I was recently asked to talk a little about how I, as a careers and employability educator at a large public university, view employability. What does employability mean, why is it a challenge for students, and what might a university do to help them? It prompted me to think carefully about my ideas and practice and try to articulate my “curricular vision” of careers and employability learning. This is what I said.

What is this thing, employability?

Like a number of other higher education careers professionals, I am dissatisfied with the common understanding of employability as little more than a list of skills that employers or policy-makers tell us are essential in the world of work. Aside from the fact that what employers say they want and what they prioritise in reality can be quite different, this view of employability neglects several important factors that affect a persons’s ability to secure decent work.

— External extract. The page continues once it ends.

PR #93, opened 2025-11-13
Implement unified logger with log level and redaction

keremgocen:
Implements a unified logging system for the Neo4j MCP server using Go's standard `log/slog` package. Replaces scattered `log.Printf` calls throughout the codebase with structured logging and adds support for MCP's `setLevel` notification to adjust log levels at runtime dynamically.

Some key factors that influence employability are:

  • dispositional traits, such as conscientiousness or openness to experience
  • characteristic adaptations, which describe how someone changes their behaviour or attitudes in response to their experiences
  • life stories, which make sense of and give meaning to a person’s past, present, and future.

In addition to these individual factors, employability is contextual and relational. Contextual because the ability to secure decent work is influenced by external factors such as labour markets, recruitment practices, and socio-economic conditions. Relational, because work is an inherently social act. A person’s professional identity is influenced by their positioning in their personal and professional networks and their ability to fit themselves to the social and cultural norms of their professional communities.

Why is employability such a challenge?

The most significant barriers to employability for university students relate to contextual factors. Graduates are entering competitive labour markets and can face serious difficulties balancing their obligations to their family and community with the expectations or conditions of the available job opportunites. Many students experience economic and social marginalisation, up to and including outright discrimination, which in addition to being actual barriers to employment, can negatively impact their sense of self efficacy, optimism, and personal agency.

But an equally significant barrier is students’ limited ability to reflect on and articulate their career decisions, values, interests, skills, or goals. This lack of reflective ability is a barrier to effective decision-making and planning, as it means that a students’ biases, blind spots, and anxieties are left to run riot in the subconscious, rather than being brought into the light, confronted, and managed. Furthermore, the inability to articulate a coherent career story and vocational identity to others is a significant barrier to successful job applications and professional networking, where a strong sense of purpose and intention can make a lasting positive impression.

What can a university do to help students develop their employability?

The evidence that careers education has a positive impact on students is strong. I and my colleagues are passionate about helping students navigate the challenging and uncertain process that is university education. We do this in many ways, but there are a couple of approaches that are particularly important.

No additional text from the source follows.